I am particularly interested in the unified memory feature extension that came with cuda 8.
Correct me if I am wrong, but before cuda 8, the use of cudamallocmanaged for a 100GB vector yielded allocation of 100GB on both host memory, GPU0 memory, and GPU1 memory, for a dual GPU system.
All Pascal GPUs are supposed to have this support from a HW perspective. I have personally run this experiment and validated support (oversubcription of GPU memory) using CUDA 8 on a Pascal Titan X on linux.
For architectures available at the moment, atomicity is only guaranteed for operations emanating from a single GPU. Not guaranteed to be atomic between atomic operations issued on separate GPUs and/or the system CPU.
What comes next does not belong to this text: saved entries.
PR #310, opened 2017-11-21
Include `Internal Dashboard FQDN/IP` value in the LDAP certificate

ereslibre:
Since Dex will connect to LDAP using this FQDN/IP, make sure that the
TLS handshake will succeed by regenerating the certificate early in
the orchestration, so it includes this FQDN/IP in the SAN extensions
of the LDAP certificate.

Fixes: bsc#1069175

### DIFF
--- a/pillar/certificates.sls
+++ b/pillar/certificates.sls
@@ -27,6 +27,9 @@ ssl:
   velum_key: '/etc/pki/private/velum.key'
   velum_crt: '/etc/pki/velum.crt'
 
+  ldap_key: '/etc/pki/private/ldap.key'
+  ldap_crt: '/etc/pki/ldap.crt'
+
   dex_key: '/etc/pki/dex.key'
   dex_crt: '/etc/pki/dex.crt'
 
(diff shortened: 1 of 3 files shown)


vitoravelino:
[Bug 1069175 - Auth dialog when downloading kubectl errors out](https://trello.com/c/FNRjsUvU/458-bug-1069175-auth-dialog-when-downloading-kubectl-errors-out)

ereslibre:
How I validated the change:

Internal Dashboard FQDN/IP: `10.17.1.0.nip.io`

Without this patch, LDAP will contain an invalid certificate when dex tries to connect to it using TLS and the internal dashboard reference: `10.17.1.0.nip.io:389`, as the certificate will contain all ip addresses of the machine along with all detected hostnames in the machine (`10.17.1.0.nip.io` is not among them).

With this patch, I can properly go to Dex, and login, downloading the kubeconfig file.

flavio:
I think this should go be backported to 2.0 and released with a maintenance update too.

This is a very good news, actually I prefer atomic operations to be performed with regard to a single GPU to ensure optimal performances.
I am currently designing a system to run experiments related to managed memory, and the link from the parallelforall blog actually states that this feature is OS-dependant:
“Certain operating system modifications are required to enable Unified Memory with the system allocator. NVIDIA is collaborating with Red Hat and working within the Linux community to enable this powerful functionality.”
On what linux OS do you run your tests, or where can I find a list of supported OS ?
The base feature is not OS-dependent and should work as advertised on the supported OSs/environments for unified memory.
The specific reference to “Unified Memory with the system allocator” refers to a specific capability: the ability to use managed features even if the underlying allocation was created with e.g. system malloc or new, instead of a managed allocator.
This ability (AFAIK) requires specific version of linux kernel. I haven’t tested this ability at this time and wouldn’t be able to give you a recipe or further information. I personally consider this to be an unsupported feature at this time, i.e. something that is coming in the future.
But if you use a managed allocator e.g. cudaMallocManaged, the oversubscription capability I previously described should be available according to the supported environments for UM as published in the programming guide.